Directions |
Write out exactly the lines below that run from the one containing "Still need proper" through the one containing "in this one.", both included, with no other lines.
==========
PR #134, opened 2017-12-21
[FIX] Cast config param to int

daramousk:


hbrunn (approved):

astirpe (approved):
This fix is also needed for 9.0, 10.0 and 11.0

hbrunn:
absolutely!

PR #136, opened 2017-12-29
[8.0][IMP] l10n_nl_xaf_auditfile_export. Speedup with SQL and direct IO.

NL66278:
Creating an auditfile for a not even to large dataset was excruciatingly slow or did not complete at all.

Reworking the xml creation allows for fast export of data (11 minutes for a 386 Mb. export file on a small system with limited resources).

As base64 encoding to create an attachment also caused Out of Memory Orders, the created audit files are now stored directly in the filesystem. A special controller has been created to serve these auditfiles.

Still need proper argument handling for auditfile.py when called as a script.


hbrunn:
I don't think we can merge this, because it will break stuff like https://github.com/OCA/l10n-netherlands/pull/119 - we lose the simple overridability here. Given that QWeb is rewritten in 10 such that it basically does what you propose here, we'll be back to QWeb there.
An extra module however that people can install if the standard version fails would be great.

NL66278:
@hbrunn seems to me that the changes in #119 can be easily incorporated in this one.

I doubt very much whether the qweb compile will do enough to reduce all of the orm overhead in creating the xml for large (actually only medium) sized databases, but we will see that when we move to 10.0.

l10n_nl_xaf_auditfile_export/controllers/main.py
```diff
@@ -0,0 +1,22 @@
...
+from openerp import http
+from openerp.http import request
+from openerp.addons.web.controllers.main import content_disposition
+
+from ..models.xaf_auditfile_export import get_auditfile_path
+
+
+class Main(http.Controller):
+
+    @http.route('/file_cabinet/auditfile', type='http', auth='user')
```
StefanRijnhart, line 13: ~~This strikes me as idiosyncratic. I mean, there is no technical reason not to store this as an attachment any more, right?~~
I see that you had a memory error with the base64. I would still be in favour of another solution.

Seems like the auditfile can be downloaded by any user if they know the url?

l10n_nl_xaf_auditfile_export/auditfile.py
```diff
@@ -0,0 +1,641 @@
...
+    writeln_element_close(outfile, 'header', indent=2)
+
+
+def patch_country_code(country_code):
+    """Not all countrycodes are already in the xsd schema.
+
+    JE - Jersey
+    ME - Montenegro
+    """
+    if country_code in ['JE', 'ME']:
```
StefanRijnhart, line 322: That is a little sneaky, hiding an unrelated change like this in a big PR. Did you change any thing else functionally?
==========
Reply to the exercise |
Still need proper argument handling for auditfile.py when called as a script.


hbrunn:
I don't think we can merge this, because it will break stuff like https://github.com/OCA/l10n-netherlands/pull/119 - we lose the simple overridability here. Given that QWeb is rewritten in 10 such that it basically does what you propose here, we'll be back to QWeb there.
An extra module however that people can install if the standard version fails would be great.

NL66278:
@hbrunn seems to me that the changes in #119 can be easily incorporated in this one.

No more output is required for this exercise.